Index Merge is supported by various databases such as MySQL, PostgreSQL, Oracle, and SQL Server. However, not all databases support all types of Index Merge, and the optimization behavior may vary across different versions of the same database.
It is recommended to create an index on the foreign key. This principle may seem to contradict the first principle (create indexes based on your workload), but in fact, it is consistent, because in real-world applications, most table relationships are based on primary and foreign keys. Creating an index on the foreign key can improve the efficiency of table association.
In MySQL, if a field is defined as a foreign key, an index is created on it by default. However, in PostgreSQL and its related databases, setting certain fields as foreign keys does not automatically create an index on those fields.
When designing indexes, it is important to consider the following constraints:
- Maximum number of indexes per table: Creating too many indexes can have a negative impact on write performance, as every insert or update to the table must also update the indexes. Therefore, it is important to limit the number of indexes per table.
- Maximum number of columns per index: Creating indexes with too many columns can also have a negative impact on performance, as the index may become too large to be efficient. Therefore, it is important to limit the number of columns per index.
- Disk space usage: Indexes can take up a significant amount of disk space. Therefore, it is important to consider the amount of available disk space when designing indexes.

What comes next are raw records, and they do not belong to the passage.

Issue #115, opened 2022-01-19
Duplicate SM training job names with SagemakerBackend


talesa:
Running `python docs/tutorials/basics/scripts/launch_sagemaker_backend.py` produces SM training jobs named None-0, None-1, etc which do not depend on `tuner_name`.
Rerunning the example leads to duplicate SM training job names and hence failure of the script.
This is because `tuner_name` inside the SagemakerBackend object is only ever set to None in the constructor.

Cross-ref: #112 and points by mseeger in #113.

PR #116, opened 2022-01-19
Fix path in sagemaker backend

geoalgo:
*Issue #115*

*Description of changes:* fix the issue of not setting sagemaker jobs uniquely. 
It works as intended on sagemaker backend. The small difference with #112 is that it also avoid having a path `{syne_tune_path}/{tuner_name}/{tuner_name}` when running with the local backend (e.g. it does not change how path are stored when running with local backend locally or remotely).

### DIFF
--- a/syne_tune/backend/backend.py
+++ b/syne_tune/backend/backend.py
@@ -196,12 +196,12 @@ class Backend(object):
 
     def set_path(self, results_root: Optional[str] = None, tuner_name: Optional[str] = None):
         """
-        :param results_root: the parent that should contains the results of the tuning experiment.
+        :param results_root: the local folder that should contains the results of the tuning experiment.
         Used by Tuner to indicate a desired path where the results should be written to. This is used
          to unify the location of backend files and Tuner results when possible (in the local backend).
          By default, the backend does not do anything since not all backends may be able to unify their files
          locations.
-        :param tuner_name: name of the tuner
+        :param tuner_name: name of the tuner can be used for instance to save checkpoints on remote storage.
         """
         pass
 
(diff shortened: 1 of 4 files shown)


geoalgo:
Thanks to Adam for finding this issue. 

@talesa : Sorry I could not suggest this simple change from #112 just looking at the code. The path logic is a bit complex and it is tedious that we cannot test it automatically (since we dont have access to SM in our CI pipeline).

syne_tune/backend/backend.py
```diff
@@ -196,7 +196,7 @@ def stop_all(self):
 
     def set_path(self, results_root: Optional[str] = None, tuner_name: Optional[str] = None):
         """
-        :param results_root: the parent that should contains the results of all experiments
+        :param results_root: the parent that should contains the results of the tuning experiment.
```
mseeger, line 199: Could you add a comment on what tuner_name is doing? For example, for the SM backend, it determines how SM jobs are called.

mseeger: I also do not understand one thing: Is the SageMakerBackend using results_root when set_path is called? If not, why not?

mseeger (dismissed):

syne_tune/backend/backend.py
geoalgo: > I also do not understand one thing: Is the SageMakerBackend using results_root when set_path is called? If not, why not?

No it does not since the SM backend does not store local files (as opposed to local backend). 



> Could you add a comment on what tuner_name is doing? For example, for the SM backend, it determines how SM jobs are called.

There is a comment "we use the tuner-name to set the checkpoint directory" in `SageMaker Backend`, I also added another comment in `Backend` on `set_path`.

Can you approve again?

mseeger (approved):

To design and maintain indexes that meet these constraints, the following methods can be used:
- Index selection: Indexes can be provided on the most important SQL statements or the most frequently used queries.
- Column selection for indexing: Indexes should be created on the columns that have the best filtering effect based on the evaluation of the single value selectivity of the column. You should avoid creating indexes on columns that are frequently updated.
- Index merging: By designing the columns in the correct order in composite indexes, one index can be used to accelerate multiple queries.
- Index deletion: Unused indexes can be periodically deleted to free up disk space and reduce maintenance overhead.
In summary, the process of creating indexes can be abstracted as defining the benefits of an index under above constraints, using heuristic algorithms to calculate the index set that maximizes the overall workload benefit under specific constraints. This is also the internal logic of the PawSQL index engine.